What the exercise asks: From the listing below, reproduce word for word the part that opens with the line containing "while working with" and closes with the line containing "Thanks for the"; reproduce nothing else.

Data extracts:
══════

PR #3802, opened 2026-06-08
docs : added a hardware constraint warning for low vram GPUs for preventing memory thrashing

sreyanshacharya:
hey team! 

while working with sentence-transformers in a local rag setup alongside quantized 4-bit llms on consumer hardware (specifically an rtx 4050 with 6gb vram), i noticed severe compute thrashing and inter-token latency degradation when the embedding model and llm shared cuda execution.

isolating the embedding model to the cpu completely stabilized generation latency with negligible impact on retrieval speed. 

i noticed the efficiency page doesn't explicitly touch on low-vram/consumer gpu orchestration limits when sharing compute with a generator, so i added a small warning block under the pytorch section to save other local developers from hitting this specific kv-cache expansion trap. 

let me know if any formatting or wording needs tweaking!


tomaarsen:
Hello!

Thanks for the writeup, and for digging into the latency behavior on your setup.

I'm afraid I see a few issues with the block as written: the `.. warning::` content isn't indented under the directive so it won't actually render inside the admonition, and recommending CPU as a general default sits a little awkwardly on this page, which is all about making the embedding model *faster* (CPU embedding is usually much slower than GPU). The "empirical benchmarks show..." framing is also a bit strong for a single-setup observation.

That said, the core takeaway is useful and I'm happy to include it. Could we trim it down to a brief 1-2 line note that just recommends keeping an eye on VRAM and latency when running a Sentence Transformers model and a generative model on the same hardware? Something like:

```rst
.. note::

   When running a Sentence Transformers model alongside a generative LLM on the same GPU, keep an eye on VRAM usage and generation latency, as the two can contend for memory and compute. For latency-sensitive local setups, moving small embedding models to the CPU (``device="cpu"``) can help.
```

══════

Response to this task:
while working with sentence-transformers in a local rag setup alongside quantized 4-bit llms on consumer hardware (specifically an rtx 4050 with 6gb vram), i noticed severe compute thrashing and inter-token latency degradation when the embedding model and llm shared cuda execution.

isolating the embedding model to the cpu completely stabilized generation latency with negligible impact on retrieval speed. 

i noticed the efficiency page doesn't explicitly touch on low-vram/consumer gpu orchestration limits when sharing compute with a generator, so i added a small warning block under the pytorch section to save other local developers from hitting this specific kv-cache expansion trap. 

let me know if any formatting or wording needs tweaking!


tomaarsen:
Hello!

Thanks for the writeup, and for digging into the latency behavior on your setup.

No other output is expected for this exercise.